Show each line from the records below in which the word "catalog" occurs.
(Beginning of STORED DATA)
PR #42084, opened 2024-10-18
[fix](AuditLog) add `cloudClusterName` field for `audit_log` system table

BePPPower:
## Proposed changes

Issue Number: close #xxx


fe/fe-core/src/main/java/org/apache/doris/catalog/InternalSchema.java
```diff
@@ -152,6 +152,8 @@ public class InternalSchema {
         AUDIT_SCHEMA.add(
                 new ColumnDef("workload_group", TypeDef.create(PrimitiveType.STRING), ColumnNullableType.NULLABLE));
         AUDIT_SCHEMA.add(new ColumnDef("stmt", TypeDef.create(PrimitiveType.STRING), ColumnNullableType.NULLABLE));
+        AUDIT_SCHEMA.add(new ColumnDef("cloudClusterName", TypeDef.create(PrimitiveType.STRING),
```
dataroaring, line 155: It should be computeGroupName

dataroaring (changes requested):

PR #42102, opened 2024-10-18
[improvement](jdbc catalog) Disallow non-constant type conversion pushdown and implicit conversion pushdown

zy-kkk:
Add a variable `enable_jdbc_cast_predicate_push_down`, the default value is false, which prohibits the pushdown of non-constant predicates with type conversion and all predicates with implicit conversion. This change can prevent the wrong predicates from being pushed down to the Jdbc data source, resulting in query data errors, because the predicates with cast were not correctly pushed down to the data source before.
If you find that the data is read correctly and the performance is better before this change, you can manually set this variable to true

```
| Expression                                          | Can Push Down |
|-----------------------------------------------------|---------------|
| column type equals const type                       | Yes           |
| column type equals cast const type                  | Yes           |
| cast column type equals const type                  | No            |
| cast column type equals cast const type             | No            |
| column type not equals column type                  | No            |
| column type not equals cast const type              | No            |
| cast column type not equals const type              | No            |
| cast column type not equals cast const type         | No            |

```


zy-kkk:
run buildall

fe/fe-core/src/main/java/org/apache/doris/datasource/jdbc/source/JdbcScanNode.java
(End of STORED DATA)
- _TASK ANSWER_
fe/fe-core/src/main/java/org/apache/doris/catalog/InternalSchema.java
[improvement](jdbc catalog) Disallow non-constant type conversion pushdown and implicit conversion pushdown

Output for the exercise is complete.